9/11: being grateful
...for the nice vegetarian selections at the school cafeteria, for the wonderful people who work in dining services, and for the getting a "disco tray" (a gold glittery tray that's supposed to be good luck when it happens to come your way) for the fourth time this semester already.
9/10: coyotes
...yipping and howling in what sounds like a frenzy. I know I'd be scared if I saw them up close when they're being so vocal, but it's still pretty thrilling to listen to them in the night when I know I'm safely separate from them yet still close enough to feel like they're my neighbors (because they are).
9/9: yoga
When I told my doctor this summer that my arthritis pain medication wasn't working all the time, she gave me samples of a scarier medicine that I decided not to take once I read about its side effects. I decided to recommit to doing yoga instead, and I think it's helped. Now that school is in session it's harder to fit in, but I did some both mornings this weekend and it felt good.
9/7: a lucky break
As the rain started coming down hard on my drive to work this morning I realized that I had forgotten my umbrella--but then it paused, just as I pulled into the parking lot on campus.
9/6: forgetting
...some of my work at school. Not enough of a problem that I needed to go back and get it, but enough of an excuse to go walking at the track for the third night in a row.
9/5: pausing
...in the morning at the pier to take some pictures (for the first time this school year):
...and in the evening on the deck to see the stars. It made me think of James Joyce's "heaventree of stars hung with humid nightblue fruit," a phrase I have loved for decades.

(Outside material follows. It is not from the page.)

PR #1615, opened 2023-03-01
Fix GOADB order of processing multiple unicode assignments

### LINKED ISSUE #1273: for glyphs named uniXXXX, is makeotf following the documented GOADB behavior?
According [to the docs](http://adobe-type-tools.github.io/afdko/MakeOTFUserGuide.html#glyphorderandaliasdb-goadb):

> a) If the third field of the GOADB record for a glyph contains a Unicode value in the form uniXXXX or uXXXX\[XX\] (see [note](#unicode_note)), assign that Unicode value to the glyph. **Else** b);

...and in the evening on the deck to see the stars. It made me think of James Joyce's "heaventree of stars hung with humid nightblue fruit," a phrase I have loved for decades.
9/4: lots of words!
I was lucky today in getting to spend time with different kinds of texts:
The English Teacher by Lily King, an unsettling but somehow compelling novel;
Phaedra by Seneca, which I'm translating with the senior Latin students;
Every Heart a Doorway by Seanan McGuire, which I just started listening to while walking and was kind of charmed by;
and
The Gospel of Mark, which my students did a narrative analysis of.
9/3: unexpected lunch out
Our electricity went off in the middle of the night and wasn't scheduled to be restored until the late afternoon. So we went out into town for a lunch of pizza and beer!
9/1: an okay start
...to the writing of my "self-evaluation" letter. There's plenty more to go, but I'm glad to be well into it now; the pre-thinking of it was beginning to stress me out unduly.